#### Available data
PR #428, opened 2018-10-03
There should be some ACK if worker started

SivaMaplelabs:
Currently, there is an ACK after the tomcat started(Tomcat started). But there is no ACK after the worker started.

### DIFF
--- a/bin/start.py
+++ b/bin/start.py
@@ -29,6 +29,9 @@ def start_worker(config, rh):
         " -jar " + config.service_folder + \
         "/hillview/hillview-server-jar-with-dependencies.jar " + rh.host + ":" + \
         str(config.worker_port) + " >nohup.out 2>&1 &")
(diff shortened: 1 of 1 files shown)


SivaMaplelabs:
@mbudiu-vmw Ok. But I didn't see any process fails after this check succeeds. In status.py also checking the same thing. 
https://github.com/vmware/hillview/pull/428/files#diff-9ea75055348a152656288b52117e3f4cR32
########
#### Available data
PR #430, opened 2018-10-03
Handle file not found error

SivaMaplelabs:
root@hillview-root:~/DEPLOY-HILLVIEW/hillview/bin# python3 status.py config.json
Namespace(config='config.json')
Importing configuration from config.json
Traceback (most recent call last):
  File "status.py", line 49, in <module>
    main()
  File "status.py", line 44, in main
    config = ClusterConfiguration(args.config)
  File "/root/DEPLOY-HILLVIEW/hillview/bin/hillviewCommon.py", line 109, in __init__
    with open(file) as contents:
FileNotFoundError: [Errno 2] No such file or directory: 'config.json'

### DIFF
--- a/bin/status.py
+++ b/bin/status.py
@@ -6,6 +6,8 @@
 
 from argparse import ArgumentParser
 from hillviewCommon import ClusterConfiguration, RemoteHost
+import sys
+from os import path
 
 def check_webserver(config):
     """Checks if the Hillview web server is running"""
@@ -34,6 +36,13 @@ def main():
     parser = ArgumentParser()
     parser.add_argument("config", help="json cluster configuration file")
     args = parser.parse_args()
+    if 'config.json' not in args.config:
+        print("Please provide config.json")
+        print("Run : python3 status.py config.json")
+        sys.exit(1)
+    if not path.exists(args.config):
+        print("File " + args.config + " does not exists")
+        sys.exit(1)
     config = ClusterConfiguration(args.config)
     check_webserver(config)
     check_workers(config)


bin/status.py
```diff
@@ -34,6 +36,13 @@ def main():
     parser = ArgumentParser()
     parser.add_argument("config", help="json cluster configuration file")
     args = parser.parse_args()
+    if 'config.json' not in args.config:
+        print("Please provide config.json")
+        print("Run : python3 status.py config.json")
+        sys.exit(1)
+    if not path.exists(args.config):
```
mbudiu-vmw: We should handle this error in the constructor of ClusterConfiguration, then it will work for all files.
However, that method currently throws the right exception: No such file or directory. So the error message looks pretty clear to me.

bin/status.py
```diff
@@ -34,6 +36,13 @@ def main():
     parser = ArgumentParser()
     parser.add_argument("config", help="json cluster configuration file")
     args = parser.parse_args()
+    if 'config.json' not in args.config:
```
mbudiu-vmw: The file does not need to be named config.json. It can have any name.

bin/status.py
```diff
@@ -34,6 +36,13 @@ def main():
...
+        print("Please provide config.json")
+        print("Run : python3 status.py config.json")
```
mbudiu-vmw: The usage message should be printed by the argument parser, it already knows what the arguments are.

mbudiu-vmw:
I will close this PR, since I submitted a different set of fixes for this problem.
########
#### Available data
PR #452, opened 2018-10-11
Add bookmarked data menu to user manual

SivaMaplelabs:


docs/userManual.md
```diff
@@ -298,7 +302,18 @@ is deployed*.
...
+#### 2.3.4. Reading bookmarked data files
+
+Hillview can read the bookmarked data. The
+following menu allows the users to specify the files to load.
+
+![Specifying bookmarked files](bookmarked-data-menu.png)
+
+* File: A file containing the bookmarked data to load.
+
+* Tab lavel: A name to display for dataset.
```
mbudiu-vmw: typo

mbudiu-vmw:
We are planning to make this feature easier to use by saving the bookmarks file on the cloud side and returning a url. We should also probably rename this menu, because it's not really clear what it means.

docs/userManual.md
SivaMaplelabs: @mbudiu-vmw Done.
########
Your answer should consist solely of the lines above from the line with "mbudiu-vmw: typo" to the line with "SivaMaplelabs: @mbudiu-vmw Done.", both included, reproduced exactly.

*Output for this exercise*:
mbudiu-vmw: typo

mbudiu-vmw:
We are planning to make this feature easier to use by saving the bookmarks file on the cloud side and returning a url. We should also probably rename this menu, because it's not really clear what it means.

docs/userManual.md
SivaMaplelabs: @mbudiu-vmw Done.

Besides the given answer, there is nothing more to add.